В этот момент его житейская философия торжествовала, и он торжествовал вместе с ней.
– Спасибо за замечательный ужин. Было очень вкусно, – проговорил Берни, уже нетерпеливо ерзая на стуле и ища только предлог, чтобы встать. – Давайте обсудим этот вопрос как-нибудь в другой раз. И вообще, знаете ли, у нас с Эстер есть на этот счет кое-какие свои планы.
Эстер наступила ему на ногу под столом.
Их планы на жизнь – это одно, словно говорил ее умоляющий взгляд, а родительская опека – совсем другое. Старших следует уважать. Или по крайней мере терпеть. Хотя бы до поры до времени.
Берни понимающе ей кивнул и галантно раскланялся.
На сегодня он считал свои обязанности перед любимым семейством худо-бедно исчерпанными.
Когда он уходил от нее утром, ему казалось, что он уже никогда больше сюда не вернётся: все было сказано, все испробовано, никакой тайны не оставлено. Он полагал, что за предстоящий день с легкостью сожжет возведенные ночью хрупкие мосты.
И вот теперь его снова тянуло сюда: в это парадное, в этот лифт, к этим кнопкам, из которых одна оказывалась именно той заветной, с цифрой, подспудно становящейся любимой, подспудно, но отчетливо.
Не потому ли пребывание в доме родителей Эстер оказало на него столь удручающее воздействие именно сегодня? Может быть, не отдавая себе в том отчета, он сам провоцировал это неприятие их заботливости, их совершенно нормальной при складывающихся обстоятельствах опеки, их суеверного страха перед «холостяцкой конурой»? Почему конурой?

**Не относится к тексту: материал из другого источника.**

PR #146, opened 2019-11-05
Fixed a few typos

Toflar:


fritzmg:
I always considered "Insert Tag" to be a Contao specific construct and thus handled it as a name. But same goes for "hook(s)" and we don't (always?) write it as a name as well.

fritzmg (approved):

Toflar:
Same for me but it was never a name for @leofeyer :)
I would‘ve even gone for `InsertTag` for all languages but that was denied multiple times. It‘s not super relevant anyway.

PR #150, opened 2019-11-06
Fix broken link

fiedsch:
The Link is broken and this is what I think it should be.


fritzmg:
I am not sure why that's even really in there. I have created a different proposal.

Toflar (approved):

fritzmg:
Thank you @fiedsch :)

Пройдя коридор и приблизившись к двери, он увидел, что она не заперта.
Больно защемило сердце.
Со Стефанией что-то случилось…
Он толкнул дверь плечом и вошел.
Это была не та квартира, из которой он ушел утром. Тогда она только еще выныривала из сумрачных волн ночи, тогда в ней еще жило странное ощущение пережитого – боли, наслаждения, страха, предчувствия, отчаяния, пресыщенности. Сейчас же квартира в эти волны едва начинала погружаться. В нее уже затекла с разноогненной улицы ночь, но в ней еще не было его присутствия, в ней не было еще ее. Стефании не было…
Он понял это сразу, как только переступил порог гостиной, где вчера ему было предложено на выбор три входа в божественное тело обнаженной специально для этого ритуала девушки.
В гостиной был только ее запах.
Потом он заметил, что повсюду горит свет.
Это могло означать надежду на скорое возвращение хозяйки. Или ее безвозвратное исчезновение из этого мира.
Где ты, мой маленький? С кем ты? Вернись!
Взгляд его упал на телевизор. Прямо на экране был приклеен желтый листок бумаги.